ASSIGNMENT: The output is to match the entries below character for character.

RECORDS SHOWN:

PR #441, opened 2023-05-13
fix: update vala-nightly to depend on libvala-nightly instead of stable

lleyton:


lleyton:
force merging, since this is a critical issue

OUTPUT FOR THIS TASK:
PR #441, opened 2023-05-13
fix: update vala-nightly to depend on libvala-nightly instead of stable

lleyton:


lleyton:
force merging, since this is a critical issue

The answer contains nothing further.